Dataset records Block Start

PR #1247, opened 2022-11-21
Historic root challenge

IlyasRidhuan:
Expands the historicRootBlockNumber challenge to also handle the case where the number of historic roots specified is greater than the number of nullifiers.

This doesn't really represent an attack vector, it's just for completeness
Run the adversary test or the contract unit tests.

### DIFF
--- a/nightfall-deployer/contracts/Challenges.sol
+++ b/nightfall-deployer/contracts/Challenges.sol
@@ -268,13 +268,33 @@ contract Challenges is Stateful, Config {
             transaction.transactionSiblingPath
         );
 
-        for (uint256 i = 0; i < transaction.transaction.nullifiers.length; ++i) {
-            uint64 historicblockNumberL2 = Utils.getHistoricRoot(
+        // Unpack the historic block numbers, they are packed in 256bits and so 4 x 64 historicRootBlockNumbers are unpacked.
+        uint64[] memory historicRootBlockNumbers = new uint64[](
+            transaction.transaction.historicRootBlockNumberL2.length * 4
+        );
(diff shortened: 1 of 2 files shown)


RogerTaule (approved):

nightfall-deployer/contracts/Challenges.sol
```diff
@@ -268,13 +268,33 @@ contract Challenges is Stateful, Config {
...
+                return;
+            }
+        }
 
-            if (uint256(historicblockNumberL2) >= state.getNumberOfL2Blocks()) {
+        // Historic Block Numbers are packed in 256bits and so always results in multiples of 4
+        // if nullifiers are not multiple of 4 we need to ensure these "extra" historic block numbers are zero.
+        for (
+            uint256 i = historicRootBlockNumbers.length;
+            i < transaction.transaction.nullifiers.length;
```
daveroga, line 294: I think this is probably wrong. I would expect `i > transaction.transaction.nullifiers.length`.  So `>` instead of `<`.

daveroga (changes requested):

nightfall-deployer/contracts/Challenges.sol
IlyasRidhuan: Good catch! Yep it should be the other way - I'll push up a fix

IlyasRidhuan: I think I also need to be `i = historicRootBlockNumbers.length -1` in the first line

daveroga (approved):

Dataset records Block End

Work required –
Each line holding the word "nightfall" must be pulled from the records.

Response area –
--- a/nightfall-deployer/contracts/Challenges.sol
+++ b/nightfall-deployer/contracts/Challenges.sol
nightfall-deployer/contracts/Challenges.sol
nightfall-deployer/contracts/Challenges.sol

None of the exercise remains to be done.